Supplied material =>
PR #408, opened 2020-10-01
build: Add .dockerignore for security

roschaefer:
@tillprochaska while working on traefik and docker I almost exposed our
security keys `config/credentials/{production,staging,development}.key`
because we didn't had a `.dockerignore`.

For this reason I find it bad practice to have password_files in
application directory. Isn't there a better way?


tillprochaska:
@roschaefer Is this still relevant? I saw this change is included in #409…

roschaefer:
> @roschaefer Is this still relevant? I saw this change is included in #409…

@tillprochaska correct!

---

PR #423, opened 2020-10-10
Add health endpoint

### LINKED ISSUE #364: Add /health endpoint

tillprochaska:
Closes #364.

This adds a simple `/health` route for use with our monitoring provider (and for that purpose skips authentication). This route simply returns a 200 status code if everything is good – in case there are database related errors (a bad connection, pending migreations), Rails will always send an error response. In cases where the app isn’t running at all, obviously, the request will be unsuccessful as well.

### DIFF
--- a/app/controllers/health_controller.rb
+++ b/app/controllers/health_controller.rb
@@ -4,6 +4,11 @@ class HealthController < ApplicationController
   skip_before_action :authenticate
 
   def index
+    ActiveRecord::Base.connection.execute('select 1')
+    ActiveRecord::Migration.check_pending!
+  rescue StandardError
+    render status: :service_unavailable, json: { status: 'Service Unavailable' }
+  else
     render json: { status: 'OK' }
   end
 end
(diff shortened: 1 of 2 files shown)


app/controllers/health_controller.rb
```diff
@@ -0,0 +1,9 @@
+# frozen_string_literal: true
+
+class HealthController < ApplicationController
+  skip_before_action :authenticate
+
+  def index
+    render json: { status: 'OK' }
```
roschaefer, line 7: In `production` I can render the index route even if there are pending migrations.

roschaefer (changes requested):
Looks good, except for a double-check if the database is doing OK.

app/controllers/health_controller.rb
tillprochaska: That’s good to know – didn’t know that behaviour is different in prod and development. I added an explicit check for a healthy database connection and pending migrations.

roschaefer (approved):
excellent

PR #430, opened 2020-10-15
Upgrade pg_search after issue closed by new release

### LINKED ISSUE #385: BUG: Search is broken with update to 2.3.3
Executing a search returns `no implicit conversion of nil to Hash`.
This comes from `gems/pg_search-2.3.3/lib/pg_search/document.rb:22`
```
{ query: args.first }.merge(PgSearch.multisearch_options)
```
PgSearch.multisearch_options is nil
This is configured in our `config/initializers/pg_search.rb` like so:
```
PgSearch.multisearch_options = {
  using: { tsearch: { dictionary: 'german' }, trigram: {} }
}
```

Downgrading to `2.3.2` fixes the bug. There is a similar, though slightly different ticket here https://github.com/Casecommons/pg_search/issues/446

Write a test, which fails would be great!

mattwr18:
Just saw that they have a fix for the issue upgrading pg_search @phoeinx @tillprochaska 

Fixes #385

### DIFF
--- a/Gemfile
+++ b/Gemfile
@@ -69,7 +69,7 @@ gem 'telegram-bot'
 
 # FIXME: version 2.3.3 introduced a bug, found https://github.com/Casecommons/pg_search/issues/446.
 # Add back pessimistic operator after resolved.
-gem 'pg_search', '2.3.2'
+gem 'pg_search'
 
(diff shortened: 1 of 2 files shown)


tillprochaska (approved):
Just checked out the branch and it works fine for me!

--

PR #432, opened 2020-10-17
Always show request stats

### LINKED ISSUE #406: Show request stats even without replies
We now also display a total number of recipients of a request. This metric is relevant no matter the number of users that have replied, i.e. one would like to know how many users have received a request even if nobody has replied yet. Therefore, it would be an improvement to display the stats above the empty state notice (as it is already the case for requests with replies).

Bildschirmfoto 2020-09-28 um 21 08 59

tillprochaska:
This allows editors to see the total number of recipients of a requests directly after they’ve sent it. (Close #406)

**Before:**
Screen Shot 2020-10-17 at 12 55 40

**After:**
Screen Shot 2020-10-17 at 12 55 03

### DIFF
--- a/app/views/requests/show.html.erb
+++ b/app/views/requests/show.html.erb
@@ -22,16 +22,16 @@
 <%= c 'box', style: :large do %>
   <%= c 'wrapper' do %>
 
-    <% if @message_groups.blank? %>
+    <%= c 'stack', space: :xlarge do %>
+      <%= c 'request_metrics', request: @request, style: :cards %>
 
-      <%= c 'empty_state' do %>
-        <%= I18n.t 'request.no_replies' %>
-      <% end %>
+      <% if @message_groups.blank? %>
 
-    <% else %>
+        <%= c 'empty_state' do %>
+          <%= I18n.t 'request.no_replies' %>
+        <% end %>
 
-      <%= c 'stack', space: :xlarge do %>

What you are asked to do => Nothing but a number is expected: the tally of lines in the records that include the word "ActiveRecord".

Your solution => 2